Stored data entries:
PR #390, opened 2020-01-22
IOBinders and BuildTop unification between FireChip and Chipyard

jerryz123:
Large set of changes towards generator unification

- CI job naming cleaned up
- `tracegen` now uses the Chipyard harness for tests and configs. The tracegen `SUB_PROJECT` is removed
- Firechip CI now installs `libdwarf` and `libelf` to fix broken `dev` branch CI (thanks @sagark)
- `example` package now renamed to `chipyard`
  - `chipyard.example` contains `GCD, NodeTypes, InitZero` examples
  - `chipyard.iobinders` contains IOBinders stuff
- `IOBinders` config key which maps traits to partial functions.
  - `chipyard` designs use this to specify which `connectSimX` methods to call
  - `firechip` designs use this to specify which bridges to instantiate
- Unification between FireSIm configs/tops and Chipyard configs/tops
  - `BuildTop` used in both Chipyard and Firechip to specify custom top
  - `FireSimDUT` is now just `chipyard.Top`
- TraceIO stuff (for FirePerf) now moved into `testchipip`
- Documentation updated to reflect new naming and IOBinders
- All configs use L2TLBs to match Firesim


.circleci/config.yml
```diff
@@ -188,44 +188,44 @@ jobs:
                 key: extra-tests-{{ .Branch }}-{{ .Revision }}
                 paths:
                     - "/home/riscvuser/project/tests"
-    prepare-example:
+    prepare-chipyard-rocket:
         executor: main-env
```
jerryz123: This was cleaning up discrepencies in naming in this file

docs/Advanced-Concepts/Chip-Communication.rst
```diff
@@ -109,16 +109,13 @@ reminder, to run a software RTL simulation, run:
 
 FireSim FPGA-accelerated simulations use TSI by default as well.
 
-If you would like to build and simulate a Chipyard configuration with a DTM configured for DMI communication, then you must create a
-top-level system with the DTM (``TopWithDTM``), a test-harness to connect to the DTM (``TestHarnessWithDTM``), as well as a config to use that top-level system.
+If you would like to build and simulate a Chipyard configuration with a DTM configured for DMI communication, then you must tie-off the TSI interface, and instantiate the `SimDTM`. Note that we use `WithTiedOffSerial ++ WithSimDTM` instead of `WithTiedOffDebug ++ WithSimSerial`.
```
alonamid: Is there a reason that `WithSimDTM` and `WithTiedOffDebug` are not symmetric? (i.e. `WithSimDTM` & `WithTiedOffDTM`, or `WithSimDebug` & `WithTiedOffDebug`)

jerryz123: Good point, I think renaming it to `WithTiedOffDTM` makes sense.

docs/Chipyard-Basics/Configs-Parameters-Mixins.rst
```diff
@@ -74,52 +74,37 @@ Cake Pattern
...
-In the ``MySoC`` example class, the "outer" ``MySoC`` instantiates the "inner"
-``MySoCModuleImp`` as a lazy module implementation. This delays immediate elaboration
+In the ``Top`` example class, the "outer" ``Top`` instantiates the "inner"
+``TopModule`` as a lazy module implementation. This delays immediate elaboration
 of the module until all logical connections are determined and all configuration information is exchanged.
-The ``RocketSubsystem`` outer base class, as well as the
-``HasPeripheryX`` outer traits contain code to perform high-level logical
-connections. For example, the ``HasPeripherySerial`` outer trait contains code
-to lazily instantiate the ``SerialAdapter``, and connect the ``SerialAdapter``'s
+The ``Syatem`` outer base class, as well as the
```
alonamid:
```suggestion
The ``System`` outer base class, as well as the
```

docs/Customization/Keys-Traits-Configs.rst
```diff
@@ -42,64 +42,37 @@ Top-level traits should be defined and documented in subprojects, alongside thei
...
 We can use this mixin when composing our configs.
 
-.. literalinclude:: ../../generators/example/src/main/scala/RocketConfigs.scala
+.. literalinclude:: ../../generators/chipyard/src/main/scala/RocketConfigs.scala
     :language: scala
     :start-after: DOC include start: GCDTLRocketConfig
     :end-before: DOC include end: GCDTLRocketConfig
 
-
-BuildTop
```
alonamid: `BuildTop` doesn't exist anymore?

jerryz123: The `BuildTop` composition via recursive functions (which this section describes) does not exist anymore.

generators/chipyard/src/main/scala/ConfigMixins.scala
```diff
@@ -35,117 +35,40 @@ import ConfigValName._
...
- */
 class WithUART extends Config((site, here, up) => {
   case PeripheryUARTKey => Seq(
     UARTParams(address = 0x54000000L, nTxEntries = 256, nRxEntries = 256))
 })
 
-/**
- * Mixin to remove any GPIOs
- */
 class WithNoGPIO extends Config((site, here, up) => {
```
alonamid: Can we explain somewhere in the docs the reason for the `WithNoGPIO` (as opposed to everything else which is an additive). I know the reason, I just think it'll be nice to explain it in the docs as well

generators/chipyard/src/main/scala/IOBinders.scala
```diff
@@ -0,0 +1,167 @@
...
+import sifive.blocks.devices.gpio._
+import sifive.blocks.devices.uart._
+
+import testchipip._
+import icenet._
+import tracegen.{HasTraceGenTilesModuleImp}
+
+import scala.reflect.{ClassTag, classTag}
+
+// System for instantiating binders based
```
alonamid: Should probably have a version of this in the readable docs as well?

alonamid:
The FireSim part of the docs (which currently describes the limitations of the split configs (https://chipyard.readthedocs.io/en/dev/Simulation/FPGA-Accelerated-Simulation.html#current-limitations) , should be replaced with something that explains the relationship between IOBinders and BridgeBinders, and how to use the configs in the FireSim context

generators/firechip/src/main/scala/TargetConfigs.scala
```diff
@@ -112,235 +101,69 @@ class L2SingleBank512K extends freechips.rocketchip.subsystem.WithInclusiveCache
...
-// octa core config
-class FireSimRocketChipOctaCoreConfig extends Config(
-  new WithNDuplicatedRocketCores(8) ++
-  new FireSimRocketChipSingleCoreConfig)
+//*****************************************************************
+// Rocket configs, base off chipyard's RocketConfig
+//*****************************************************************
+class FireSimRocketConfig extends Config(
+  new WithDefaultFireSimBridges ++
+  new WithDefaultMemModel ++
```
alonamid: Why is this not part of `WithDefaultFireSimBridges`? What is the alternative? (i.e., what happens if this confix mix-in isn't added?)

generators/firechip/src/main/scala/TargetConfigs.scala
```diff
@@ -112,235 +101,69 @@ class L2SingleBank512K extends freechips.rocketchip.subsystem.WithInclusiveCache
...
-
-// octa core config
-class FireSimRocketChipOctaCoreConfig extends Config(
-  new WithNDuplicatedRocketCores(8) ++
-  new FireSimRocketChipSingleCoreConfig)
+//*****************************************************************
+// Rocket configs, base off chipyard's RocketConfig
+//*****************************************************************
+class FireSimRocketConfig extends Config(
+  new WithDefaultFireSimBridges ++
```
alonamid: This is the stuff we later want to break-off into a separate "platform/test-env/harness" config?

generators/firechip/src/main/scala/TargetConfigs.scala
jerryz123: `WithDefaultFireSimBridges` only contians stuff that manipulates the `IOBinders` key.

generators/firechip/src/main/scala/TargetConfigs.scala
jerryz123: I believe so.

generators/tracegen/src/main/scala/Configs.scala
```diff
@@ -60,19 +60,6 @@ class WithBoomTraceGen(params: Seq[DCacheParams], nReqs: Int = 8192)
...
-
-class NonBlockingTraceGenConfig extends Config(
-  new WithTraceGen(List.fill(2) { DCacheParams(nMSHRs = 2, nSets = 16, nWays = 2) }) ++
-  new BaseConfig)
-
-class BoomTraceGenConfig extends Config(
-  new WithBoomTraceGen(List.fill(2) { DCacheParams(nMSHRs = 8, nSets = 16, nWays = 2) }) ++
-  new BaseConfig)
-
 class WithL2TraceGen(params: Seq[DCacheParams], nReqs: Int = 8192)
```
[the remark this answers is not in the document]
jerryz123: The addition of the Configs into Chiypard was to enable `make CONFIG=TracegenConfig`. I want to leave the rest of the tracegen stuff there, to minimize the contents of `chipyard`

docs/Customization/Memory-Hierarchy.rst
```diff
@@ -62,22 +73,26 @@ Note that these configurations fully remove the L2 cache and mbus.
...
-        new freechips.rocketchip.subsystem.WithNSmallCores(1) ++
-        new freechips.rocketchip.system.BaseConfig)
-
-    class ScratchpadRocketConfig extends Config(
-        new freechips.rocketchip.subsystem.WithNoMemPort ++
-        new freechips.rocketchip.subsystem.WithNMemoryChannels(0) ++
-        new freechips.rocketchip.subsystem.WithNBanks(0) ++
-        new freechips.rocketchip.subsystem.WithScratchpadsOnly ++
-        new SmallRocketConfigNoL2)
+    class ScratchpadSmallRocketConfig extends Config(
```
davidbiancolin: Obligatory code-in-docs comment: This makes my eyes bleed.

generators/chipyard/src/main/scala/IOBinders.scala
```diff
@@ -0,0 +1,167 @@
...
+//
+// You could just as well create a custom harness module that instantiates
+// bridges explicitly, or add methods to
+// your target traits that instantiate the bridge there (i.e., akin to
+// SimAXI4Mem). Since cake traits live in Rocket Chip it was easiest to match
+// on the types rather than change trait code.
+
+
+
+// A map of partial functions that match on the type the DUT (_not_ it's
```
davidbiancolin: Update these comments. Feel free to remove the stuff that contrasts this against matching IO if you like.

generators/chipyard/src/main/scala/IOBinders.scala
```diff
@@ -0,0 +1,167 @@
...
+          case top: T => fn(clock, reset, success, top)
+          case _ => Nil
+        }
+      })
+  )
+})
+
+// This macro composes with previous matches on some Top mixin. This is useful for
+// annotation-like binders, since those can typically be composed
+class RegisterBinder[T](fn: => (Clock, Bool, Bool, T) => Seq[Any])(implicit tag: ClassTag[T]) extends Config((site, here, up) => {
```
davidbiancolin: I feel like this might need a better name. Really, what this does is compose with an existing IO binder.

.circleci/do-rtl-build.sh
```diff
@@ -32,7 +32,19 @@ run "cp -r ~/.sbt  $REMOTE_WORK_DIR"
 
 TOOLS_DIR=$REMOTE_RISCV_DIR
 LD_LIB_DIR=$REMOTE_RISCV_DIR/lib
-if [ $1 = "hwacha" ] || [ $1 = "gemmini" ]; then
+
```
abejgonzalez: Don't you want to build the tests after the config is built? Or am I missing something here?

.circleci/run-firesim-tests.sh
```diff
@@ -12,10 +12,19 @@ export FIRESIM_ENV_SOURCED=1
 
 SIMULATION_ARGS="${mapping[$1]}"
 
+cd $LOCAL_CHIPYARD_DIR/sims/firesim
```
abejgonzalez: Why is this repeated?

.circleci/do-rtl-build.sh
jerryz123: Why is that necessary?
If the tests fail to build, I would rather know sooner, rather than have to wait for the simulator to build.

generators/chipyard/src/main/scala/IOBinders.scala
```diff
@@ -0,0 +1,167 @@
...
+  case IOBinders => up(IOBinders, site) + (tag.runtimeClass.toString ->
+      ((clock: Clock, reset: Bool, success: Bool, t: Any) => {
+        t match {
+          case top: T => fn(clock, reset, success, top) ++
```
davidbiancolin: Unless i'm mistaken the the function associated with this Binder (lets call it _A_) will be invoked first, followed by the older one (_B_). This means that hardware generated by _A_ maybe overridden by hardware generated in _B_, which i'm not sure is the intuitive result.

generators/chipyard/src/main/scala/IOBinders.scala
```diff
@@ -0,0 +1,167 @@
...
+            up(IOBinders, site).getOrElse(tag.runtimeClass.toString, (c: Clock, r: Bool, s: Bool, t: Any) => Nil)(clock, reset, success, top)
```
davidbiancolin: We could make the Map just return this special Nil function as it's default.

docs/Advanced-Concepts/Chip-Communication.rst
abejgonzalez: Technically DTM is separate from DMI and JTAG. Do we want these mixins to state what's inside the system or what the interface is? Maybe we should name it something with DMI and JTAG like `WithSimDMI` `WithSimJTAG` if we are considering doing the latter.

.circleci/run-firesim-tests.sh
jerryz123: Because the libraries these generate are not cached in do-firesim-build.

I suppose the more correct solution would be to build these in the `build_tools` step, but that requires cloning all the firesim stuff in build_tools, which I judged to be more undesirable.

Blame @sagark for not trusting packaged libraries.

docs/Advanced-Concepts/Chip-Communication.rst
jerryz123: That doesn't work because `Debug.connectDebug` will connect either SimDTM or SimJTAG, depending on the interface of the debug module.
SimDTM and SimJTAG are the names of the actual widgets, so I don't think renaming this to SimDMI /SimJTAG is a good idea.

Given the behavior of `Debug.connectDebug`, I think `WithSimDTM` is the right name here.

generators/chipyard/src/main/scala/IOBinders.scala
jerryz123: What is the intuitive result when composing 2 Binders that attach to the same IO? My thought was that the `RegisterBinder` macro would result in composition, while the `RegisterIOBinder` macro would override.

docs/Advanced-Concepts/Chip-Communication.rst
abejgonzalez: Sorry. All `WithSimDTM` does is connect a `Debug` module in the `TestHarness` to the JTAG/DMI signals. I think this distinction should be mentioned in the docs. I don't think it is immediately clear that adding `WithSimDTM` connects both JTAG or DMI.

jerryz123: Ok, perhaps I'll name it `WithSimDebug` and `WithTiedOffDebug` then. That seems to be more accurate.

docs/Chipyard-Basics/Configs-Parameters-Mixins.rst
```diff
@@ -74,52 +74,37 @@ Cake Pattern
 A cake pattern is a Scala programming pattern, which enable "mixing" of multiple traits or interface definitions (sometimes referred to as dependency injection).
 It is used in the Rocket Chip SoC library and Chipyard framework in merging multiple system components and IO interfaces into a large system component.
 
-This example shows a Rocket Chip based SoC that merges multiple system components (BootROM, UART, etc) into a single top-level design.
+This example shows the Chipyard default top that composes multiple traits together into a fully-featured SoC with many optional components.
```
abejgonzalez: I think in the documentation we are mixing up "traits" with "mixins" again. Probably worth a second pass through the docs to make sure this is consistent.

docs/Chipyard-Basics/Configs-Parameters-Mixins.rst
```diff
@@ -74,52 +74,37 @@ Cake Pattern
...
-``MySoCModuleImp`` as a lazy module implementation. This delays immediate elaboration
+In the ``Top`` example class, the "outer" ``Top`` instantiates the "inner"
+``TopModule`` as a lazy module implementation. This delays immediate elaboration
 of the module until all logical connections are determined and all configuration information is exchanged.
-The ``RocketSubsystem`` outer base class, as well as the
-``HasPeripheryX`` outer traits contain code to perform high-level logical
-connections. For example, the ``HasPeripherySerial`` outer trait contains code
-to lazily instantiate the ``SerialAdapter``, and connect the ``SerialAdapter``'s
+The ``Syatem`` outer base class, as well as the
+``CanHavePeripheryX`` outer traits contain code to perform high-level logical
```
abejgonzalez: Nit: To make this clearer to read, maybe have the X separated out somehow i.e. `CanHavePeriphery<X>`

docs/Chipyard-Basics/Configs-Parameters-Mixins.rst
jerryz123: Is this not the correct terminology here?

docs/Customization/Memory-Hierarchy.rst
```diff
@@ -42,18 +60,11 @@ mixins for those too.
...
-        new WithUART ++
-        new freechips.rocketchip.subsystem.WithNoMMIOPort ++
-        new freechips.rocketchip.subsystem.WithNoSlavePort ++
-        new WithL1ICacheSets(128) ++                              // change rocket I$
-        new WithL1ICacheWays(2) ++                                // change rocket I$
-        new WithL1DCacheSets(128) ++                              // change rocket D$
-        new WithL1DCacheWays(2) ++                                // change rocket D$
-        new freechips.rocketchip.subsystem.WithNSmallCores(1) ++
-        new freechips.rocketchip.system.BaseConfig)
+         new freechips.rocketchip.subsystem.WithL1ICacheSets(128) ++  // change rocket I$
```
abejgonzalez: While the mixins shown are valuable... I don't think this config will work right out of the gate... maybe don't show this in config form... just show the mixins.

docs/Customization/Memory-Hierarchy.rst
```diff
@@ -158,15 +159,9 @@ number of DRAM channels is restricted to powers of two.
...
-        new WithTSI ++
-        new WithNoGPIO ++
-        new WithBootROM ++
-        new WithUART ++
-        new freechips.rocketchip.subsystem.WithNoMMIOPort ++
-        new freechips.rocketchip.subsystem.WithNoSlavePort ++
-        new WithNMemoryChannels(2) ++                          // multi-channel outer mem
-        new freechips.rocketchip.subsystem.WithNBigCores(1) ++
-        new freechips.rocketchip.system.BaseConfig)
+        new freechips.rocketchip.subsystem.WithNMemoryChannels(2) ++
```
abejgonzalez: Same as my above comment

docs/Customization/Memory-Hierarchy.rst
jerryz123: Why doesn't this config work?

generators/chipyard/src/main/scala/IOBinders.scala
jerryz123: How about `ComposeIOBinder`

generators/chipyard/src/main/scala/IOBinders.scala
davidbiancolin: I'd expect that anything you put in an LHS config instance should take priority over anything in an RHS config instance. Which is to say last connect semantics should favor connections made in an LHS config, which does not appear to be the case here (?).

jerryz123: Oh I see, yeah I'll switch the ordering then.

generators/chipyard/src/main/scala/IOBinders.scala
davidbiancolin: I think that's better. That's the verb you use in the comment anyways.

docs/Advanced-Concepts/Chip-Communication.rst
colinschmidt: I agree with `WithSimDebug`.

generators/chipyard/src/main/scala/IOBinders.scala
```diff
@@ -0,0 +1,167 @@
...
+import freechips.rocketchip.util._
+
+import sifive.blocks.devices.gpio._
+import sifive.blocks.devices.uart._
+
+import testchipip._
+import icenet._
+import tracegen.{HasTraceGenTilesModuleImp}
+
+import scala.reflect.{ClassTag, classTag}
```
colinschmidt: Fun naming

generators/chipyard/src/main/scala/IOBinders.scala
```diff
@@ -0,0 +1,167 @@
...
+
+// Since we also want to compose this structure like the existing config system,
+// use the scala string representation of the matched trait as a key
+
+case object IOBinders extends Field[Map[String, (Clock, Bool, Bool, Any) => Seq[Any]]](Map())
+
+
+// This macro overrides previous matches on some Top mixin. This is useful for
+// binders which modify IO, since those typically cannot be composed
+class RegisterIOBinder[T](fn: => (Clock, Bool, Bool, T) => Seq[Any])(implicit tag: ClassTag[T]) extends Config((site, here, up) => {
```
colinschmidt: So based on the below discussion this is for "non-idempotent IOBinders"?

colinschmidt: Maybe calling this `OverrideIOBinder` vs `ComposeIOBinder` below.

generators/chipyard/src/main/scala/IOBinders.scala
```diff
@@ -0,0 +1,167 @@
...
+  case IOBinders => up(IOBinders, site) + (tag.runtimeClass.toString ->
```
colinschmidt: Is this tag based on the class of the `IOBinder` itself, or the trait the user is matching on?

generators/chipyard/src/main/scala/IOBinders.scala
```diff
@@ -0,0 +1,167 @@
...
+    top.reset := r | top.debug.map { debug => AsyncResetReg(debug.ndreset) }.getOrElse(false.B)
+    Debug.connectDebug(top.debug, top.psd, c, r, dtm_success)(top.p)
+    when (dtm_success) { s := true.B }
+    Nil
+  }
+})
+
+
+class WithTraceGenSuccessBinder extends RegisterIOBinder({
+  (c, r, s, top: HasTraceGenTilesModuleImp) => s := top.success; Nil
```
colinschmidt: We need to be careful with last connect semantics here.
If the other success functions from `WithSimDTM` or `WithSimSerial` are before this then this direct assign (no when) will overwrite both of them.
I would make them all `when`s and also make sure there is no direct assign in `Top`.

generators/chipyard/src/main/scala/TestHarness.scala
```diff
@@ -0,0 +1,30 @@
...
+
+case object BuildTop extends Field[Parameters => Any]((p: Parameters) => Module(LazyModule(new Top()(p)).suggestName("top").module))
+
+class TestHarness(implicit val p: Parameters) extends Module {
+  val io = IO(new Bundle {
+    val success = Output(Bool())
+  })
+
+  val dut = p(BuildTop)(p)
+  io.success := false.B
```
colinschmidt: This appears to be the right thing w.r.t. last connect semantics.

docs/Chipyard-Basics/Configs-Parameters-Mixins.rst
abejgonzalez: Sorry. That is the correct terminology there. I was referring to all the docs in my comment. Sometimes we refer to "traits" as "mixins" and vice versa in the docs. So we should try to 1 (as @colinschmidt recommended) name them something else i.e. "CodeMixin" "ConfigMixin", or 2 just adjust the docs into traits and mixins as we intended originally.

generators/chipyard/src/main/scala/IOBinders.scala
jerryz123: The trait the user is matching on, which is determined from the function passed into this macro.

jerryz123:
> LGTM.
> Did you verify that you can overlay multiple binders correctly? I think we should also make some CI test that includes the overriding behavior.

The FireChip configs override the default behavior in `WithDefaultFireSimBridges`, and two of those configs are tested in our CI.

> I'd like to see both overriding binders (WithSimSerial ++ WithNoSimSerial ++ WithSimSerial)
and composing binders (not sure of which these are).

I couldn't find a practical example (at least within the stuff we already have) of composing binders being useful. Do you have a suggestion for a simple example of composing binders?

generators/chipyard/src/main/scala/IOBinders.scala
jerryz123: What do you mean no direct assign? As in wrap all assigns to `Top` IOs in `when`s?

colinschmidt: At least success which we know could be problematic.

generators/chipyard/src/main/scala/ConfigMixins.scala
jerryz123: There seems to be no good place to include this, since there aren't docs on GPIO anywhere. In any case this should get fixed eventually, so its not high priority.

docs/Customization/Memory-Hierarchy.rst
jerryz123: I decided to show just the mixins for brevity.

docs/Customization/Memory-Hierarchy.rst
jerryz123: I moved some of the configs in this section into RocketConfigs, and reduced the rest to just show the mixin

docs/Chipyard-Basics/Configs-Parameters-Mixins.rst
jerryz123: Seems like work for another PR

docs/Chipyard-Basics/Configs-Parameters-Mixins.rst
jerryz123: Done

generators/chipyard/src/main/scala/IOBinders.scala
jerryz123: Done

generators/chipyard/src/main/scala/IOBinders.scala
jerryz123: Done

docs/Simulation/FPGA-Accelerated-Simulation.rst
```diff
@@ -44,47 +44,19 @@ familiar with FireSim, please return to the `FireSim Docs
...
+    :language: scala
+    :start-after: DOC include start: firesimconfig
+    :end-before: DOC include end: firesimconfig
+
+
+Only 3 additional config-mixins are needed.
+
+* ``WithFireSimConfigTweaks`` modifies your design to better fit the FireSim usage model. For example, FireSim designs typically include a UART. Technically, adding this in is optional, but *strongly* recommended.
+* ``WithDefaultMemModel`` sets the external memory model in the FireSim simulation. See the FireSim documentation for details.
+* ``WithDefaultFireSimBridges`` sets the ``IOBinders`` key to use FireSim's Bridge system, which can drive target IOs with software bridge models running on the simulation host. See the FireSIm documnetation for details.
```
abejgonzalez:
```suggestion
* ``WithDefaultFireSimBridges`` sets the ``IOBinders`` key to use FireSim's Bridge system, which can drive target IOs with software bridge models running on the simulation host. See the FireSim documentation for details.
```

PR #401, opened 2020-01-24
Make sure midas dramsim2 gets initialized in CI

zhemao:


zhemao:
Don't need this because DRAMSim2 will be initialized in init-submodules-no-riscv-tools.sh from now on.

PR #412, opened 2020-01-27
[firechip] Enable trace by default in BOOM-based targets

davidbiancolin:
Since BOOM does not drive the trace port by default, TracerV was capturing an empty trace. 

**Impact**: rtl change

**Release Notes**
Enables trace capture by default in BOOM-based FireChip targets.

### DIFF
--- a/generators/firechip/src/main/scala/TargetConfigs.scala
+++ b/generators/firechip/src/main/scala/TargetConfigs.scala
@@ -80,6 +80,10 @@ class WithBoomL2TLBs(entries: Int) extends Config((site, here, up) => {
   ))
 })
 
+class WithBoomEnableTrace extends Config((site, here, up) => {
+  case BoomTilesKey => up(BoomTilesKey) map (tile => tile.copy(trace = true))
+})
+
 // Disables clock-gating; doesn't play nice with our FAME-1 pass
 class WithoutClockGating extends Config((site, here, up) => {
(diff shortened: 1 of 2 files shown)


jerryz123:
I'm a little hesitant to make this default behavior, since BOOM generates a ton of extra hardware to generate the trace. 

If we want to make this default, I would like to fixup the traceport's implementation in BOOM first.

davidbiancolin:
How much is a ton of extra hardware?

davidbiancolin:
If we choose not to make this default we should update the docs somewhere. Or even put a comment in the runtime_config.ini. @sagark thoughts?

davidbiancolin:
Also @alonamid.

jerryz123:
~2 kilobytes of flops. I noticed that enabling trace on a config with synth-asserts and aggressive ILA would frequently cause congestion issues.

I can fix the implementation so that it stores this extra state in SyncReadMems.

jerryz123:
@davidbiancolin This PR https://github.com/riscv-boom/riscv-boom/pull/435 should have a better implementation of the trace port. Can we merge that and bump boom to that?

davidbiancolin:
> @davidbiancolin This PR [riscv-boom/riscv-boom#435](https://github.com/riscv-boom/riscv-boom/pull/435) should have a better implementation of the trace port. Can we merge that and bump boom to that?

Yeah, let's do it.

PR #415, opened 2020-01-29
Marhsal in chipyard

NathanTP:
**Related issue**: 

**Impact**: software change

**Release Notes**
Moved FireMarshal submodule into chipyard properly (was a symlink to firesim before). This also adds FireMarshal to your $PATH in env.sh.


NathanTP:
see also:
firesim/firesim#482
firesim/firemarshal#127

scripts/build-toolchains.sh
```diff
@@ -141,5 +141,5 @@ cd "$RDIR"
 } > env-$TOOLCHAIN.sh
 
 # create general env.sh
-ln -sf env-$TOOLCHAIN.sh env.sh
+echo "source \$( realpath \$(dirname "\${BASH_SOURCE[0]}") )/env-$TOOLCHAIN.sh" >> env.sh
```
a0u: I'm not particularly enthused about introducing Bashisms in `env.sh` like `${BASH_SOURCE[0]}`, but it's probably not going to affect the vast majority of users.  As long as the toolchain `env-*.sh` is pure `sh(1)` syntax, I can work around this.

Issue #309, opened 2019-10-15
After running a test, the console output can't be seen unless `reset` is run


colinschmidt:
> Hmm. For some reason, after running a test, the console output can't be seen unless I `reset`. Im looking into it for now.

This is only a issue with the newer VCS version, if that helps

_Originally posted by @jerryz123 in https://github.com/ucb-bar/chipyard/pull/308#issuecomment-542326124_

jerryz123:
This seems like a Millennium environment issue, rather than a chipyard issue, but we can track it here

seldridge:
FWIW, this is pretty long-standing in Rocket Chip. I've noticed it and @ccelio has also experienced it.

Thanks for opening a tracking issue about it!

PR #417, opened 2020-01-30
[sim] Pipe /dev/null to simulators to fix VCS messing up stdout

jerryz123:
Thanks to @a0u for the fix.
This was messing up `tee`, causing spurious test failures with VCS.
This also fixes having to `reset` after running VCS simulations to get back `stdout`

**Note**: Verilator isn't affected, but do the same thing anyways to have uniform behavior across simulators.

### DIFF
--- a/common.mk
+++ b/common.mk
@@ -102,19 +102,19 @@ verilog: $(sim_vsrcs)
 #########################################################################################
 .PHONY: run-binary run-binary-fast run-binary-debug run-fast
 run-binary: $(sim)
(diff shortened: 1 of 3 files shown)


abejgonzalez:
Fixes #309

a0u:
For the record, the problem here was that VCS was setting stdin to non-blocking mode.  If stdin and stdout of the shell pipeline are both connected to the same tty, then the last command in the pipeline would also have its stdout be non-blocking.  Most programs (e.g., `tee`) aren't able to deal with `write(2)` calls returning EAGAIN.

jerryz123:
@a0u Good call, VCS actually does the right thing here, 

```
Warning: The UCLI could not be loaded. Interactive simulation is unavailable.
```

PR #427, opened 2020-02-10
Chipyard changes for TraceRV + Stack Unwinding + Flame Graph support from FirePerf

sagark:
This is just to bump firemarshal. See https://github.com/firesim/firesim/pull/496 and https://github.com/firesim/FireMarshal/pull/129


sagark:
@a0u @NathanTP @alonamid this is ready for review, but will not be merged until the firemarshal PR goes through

**Your instructions**
Each of the lines from the one that contains "PR #427, opened 2020-02-10" through the last line of the data needs to be repeated exactly, with no others.

**Output below**
PR #427, opened 2020-02-10
Chipyard changes for TraceRV + Stack Unwinding + Flame Graph support from FirePerf

sagark:
This is just to bump firemarshal. See https://github.com/firesim/firesim/pull/496 and https://github.com/firesim/FireMarshal/pull/129


sagark:
@a0u @NathanTP @alonamid this is ready for review, but will not be merged until the firemarshal PR goes through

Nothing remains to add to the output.